> Task description: Your answer should consist of the lines holding "code", copied from the material below.

> Materials provided:
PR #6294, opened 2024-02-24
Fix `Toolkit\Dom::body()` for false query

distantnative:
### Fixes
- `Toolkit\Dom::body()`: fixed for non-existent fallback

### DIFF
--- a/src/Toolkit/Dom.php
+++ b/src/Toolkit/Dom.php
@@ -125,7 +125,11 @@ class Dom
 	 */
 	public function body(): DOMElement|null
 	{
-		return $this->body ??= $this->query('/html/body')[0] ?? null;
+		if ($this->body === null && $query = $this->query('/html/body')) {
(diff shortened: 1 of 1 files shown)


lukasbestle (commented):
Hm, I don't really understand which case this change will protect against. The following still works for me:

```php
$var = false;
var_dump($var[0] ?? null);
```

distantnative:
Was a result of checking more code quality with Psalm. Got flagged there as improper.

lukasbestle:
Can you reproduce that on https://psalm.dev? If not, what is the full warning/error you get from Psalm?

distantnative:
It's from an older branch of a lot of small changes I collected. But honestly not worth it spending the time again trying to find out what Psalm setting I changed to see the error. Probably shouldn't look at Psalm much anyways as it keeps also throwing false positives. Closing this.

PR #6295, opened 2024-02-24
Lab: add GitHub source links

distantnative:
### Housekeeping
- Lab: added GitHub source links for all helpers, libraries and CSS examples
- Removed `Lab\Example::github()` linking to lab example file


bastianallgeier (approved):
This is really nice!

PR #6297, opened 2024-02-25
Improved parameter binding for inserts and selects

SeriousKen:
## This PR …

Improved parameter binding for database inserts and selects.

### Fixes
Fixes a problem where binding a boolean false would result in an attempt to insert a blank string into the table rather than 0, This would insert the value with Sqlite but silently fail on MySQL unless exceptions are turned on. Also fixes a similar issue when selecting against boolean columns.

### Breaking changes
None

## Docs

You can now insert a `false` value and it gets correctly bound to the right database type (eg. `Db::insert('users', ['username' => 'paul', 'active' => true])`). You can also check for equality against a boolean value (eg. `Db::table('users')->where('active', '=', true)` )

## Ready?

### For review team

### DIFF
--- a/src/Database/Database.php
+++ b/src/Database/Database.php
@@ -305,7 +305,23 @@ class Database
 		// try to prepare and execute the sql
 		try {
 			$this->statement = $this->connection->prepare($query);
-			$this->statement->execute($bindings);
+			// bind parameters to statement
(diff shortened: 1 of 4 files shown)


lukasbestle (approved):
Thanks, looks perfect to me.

* * *

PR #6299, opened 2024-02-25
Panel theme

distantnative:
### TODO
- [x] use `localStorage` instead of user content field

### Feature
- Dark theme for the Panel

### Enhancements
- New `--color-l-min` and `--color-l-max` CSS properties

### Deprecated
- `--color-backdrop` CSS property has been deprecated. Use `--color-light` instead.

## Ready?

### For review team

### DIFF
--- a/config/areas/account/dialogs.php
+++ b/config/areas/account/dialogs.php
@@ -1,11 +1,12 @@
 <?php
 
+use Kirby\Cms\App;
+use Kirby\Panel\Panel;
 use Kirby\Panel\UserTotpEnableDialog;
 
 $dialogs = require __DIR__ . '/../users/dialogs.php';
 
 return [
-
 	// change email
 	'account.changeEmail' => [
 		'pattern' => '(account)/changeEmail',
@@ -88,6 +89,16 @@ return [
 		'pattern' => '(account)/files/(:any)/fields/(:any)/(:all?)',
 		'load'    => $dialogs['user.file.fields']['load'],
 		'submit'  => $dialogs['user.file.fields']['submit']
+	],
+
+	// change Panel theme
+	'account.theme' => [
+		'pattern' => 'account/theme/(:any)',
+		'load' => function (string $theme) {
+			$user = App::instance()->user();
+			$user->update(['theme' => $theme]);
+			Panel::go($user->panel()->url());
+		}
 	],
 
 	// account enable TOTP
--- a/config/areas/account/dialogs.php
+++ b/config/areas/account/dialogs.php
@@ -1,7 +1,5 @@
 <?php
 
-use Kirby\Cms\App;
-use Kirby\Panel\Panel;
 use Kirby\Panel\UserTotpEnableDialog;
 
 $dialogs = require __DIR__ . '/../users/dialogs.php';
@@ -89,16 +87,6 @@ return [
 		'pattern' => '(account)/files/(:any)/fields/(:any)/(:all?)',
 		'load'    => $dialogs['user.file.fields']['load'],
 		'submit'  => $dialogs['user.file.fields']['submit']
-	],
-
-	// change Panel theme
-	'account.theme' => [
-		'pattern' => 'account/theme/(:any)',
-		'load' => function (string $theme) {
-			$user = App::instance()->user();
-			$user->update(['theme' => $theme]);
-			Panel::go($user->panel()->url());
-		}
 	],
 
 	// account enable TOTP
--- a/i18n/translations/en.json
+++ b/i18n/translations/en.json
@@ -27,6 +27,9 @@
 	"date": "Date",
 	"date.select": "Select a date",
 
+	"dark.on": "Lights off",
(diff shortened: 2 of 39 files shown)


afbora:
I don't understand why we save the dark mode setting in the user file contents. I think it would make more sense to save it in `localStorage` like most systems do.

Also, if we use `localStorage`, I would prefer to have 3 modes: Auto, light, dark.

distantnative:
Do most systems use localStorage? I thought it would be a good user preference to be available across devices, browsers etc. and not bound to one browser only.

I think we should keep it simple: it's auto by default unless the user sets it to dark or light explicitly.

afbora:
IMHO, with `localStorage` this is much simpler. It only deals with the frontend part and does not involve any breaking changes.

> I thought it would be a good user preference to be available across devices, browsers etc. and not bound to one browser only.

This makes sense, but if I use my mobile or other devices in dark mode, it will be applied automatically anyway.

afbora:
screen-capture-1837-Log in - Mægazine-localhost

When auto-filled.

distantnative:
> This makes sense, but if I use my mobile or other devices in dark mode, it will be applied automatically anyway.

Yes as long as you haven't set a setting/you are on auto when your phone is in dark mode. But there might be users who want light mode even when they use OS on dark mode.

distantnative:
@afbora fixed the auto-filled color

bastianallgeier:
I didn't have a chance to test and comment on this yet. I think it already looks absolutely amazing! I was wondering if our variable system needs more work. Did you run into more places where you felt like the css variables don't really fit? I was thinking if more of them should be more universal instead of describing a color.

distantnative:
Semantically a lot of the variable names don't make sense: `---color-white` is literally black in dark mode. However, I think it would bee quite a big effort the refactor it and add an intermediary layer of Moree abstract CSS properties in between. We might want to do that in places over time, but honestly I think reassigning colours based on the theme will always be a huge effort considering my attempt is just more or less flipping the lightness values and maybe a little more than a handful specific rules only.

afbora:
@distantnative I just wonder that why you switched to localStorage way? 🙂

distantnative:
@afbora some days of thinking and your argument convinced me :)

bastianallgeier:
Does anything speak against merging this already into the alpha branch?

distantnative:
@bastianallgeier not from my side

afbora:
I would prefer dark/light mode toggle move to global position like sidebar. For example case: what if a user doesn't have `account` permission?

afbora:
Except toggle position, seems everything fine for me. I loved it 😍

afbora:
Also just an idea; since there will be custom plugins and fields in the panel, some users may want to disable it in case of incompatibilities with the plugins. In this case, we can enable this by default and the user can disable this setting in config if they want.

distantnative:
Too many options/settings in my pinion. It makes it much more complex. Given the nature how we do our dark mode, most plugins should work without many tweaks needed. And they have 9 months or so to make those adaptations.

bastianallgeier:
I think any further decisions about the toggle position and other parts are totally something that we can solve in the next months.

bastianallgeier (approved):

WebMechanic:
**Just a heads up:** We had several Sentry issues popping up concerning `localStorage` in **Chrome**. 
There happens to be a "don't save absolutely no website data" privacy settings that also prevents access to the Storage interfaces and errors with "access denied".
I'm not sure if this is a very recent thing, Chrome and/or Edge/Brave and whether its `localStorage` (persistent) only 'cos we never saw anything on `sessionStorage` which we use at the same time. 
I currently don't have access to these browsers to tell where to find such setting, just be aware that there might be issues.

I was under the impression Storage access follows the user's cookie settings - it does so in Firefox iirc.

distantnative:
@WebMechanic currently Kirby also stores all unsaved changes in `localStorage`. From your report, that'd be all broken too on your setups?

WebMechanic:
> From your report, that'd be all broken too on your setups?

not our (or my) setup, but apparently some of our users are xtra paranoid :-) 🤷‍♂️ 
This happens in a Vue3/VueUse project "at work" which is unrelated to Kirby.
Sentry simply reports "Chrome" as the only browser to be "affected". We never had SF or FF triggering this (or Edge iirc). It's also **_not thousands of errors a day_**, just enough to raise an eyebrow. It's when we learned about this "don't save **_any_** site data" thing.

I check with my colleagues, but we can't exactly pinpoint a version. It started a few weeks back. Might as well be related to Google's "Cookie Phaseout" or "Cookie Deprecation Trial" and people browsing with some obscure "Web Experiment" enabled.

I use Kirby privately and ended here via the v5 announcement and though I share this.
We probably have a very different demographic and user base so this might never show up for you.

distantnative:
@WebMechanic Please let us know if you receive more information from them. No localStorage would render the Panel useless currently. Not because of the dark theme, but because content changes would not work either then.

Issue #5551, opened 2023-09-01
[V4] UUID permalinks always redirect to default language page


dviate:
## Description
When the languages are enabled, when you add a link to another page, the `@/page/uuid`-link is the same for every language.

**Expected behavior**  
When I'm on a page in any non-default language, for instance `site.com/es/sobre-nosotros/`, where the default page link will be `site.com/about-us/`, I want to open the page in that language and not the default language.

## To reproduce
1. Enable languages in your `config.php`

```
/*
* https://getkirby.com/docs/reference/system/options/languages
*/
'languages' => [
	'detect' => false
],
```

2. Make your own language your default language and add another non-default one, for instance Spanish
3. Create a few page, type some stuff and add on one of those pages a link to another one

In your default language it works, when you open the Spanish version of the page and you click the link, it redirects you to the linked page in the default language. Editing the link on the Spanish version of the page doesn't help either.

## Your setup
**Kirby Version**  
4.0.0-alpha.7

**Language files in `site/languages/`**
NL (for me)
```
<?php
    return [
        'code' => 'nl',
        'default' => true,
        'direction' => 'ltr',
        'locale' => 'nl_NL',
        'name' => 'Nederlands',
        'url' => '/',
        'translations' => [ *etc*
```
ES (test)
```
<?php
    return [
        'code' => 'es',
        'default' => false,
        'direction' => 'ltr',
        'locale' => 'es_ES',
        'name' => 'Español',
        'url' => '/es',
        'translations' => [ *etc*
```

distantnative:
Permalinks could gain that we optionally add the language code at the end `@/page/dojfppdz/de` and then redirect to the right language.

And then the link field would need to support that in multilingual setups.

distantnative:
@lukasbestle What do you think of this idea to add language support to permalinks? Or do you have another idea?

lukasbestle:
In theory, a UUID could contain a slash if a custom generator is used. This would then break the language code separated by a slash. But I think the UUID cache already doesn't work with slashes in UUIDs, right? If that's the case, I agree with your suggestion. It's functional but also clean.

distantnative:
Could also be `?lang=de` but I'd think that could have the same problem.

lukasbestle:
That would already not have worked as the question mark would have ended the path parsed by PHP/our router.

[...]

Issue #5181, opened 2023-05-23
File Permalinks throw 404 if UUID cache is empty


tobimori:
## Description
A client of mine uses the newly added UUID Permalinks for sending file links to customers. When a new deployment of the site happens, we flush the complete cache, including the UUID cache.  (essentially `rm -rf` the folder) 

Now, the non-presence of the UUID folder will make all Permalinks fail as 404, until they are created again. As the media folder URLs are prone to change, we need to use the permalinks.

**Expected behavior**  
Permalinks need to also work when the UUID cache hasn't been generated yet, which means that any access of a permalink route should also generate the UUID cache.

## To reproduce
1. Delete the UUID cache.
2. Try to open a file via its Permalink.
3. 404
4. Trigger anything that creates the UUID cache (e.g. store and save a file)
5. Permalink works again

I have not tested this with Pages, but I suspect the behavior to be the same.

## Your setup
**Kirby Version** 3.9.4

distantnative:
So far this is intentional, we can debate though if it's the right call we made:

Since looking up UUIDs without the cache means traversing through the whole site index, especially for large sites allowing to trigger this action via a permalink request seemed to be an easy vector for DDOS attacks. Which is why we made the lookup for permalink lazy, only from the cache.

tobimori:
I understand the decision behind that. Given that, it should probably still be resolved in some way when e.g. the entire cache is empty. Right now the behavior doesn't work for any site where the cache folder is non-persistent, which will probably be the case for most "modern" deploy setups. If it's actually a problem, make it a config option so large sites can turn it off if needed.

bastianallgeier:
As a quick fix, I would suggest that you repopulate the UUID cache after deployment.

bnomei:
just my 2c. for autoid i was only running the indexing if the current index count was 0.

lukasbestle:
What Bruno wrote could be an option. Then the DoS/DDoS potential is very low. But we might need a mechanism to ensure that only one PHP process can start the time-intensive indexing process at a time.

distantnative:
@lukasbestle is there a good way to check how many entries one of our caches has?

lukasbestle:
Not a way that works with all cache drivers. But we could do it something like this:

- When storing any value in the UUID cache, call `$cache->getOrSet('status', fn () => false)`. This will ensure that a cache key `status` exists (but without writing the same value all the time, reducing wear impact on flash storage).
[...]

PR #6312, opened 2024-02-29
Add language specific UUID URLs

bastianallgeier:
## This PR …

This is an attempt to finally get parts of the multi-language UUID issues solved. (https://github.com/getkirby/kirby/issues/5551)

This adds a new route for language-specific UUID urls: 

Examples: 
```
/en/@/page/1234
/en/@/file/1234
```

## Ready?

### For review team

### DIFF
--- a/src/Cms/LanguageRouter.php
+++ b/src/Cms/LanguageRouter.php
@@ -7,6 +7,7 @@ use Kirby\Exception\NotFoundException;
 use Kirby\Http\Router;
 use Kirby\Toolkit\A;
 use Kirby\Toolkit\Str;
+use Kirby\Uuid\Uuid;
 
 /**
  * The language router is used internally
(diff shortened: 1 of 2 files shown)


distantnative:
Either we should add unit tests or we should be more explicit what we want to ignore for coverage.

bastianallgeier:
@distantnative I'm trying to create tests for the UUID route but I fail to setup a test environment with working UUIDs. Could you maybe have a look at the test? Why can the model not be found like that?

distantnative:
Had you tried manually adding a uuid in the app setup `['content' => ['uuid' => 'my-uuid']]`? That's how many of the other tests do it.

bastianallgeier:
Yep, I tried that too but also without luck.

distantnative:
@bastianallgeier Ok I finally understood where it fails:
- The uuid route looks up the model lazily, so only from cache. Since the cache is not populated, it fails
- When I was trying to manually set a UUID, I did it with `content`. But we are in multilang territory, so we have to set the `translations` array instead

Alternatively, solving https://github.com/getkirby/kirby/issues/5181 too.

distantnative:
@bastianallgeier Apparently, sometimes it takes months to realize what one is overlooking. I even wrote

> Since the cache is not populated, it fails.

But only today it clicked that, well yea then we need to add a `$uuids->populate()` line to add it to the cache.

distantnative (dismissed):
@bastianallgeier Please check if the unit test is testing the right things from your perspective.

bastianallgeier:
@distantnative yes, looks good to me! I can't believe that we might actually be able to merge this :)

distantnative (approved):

> Answer to this task:
Was a result of checking more code quality with Psalm. Got flagged there as improper.
        'code' => 'nl',
        'code' => 'es',
Permalinks could gain that we optionally add the language code at the end `@/page/dojfppdz/de` and then redirect to the right language.
In theory, a UUID could contain a slash if a custom generator is used. This would then break the language code separated by a slash. But I think the UUID cache already doesn't work with slashes in UUIDs, right? If that's the case, I agree with your suggestion. It's functional but also clean.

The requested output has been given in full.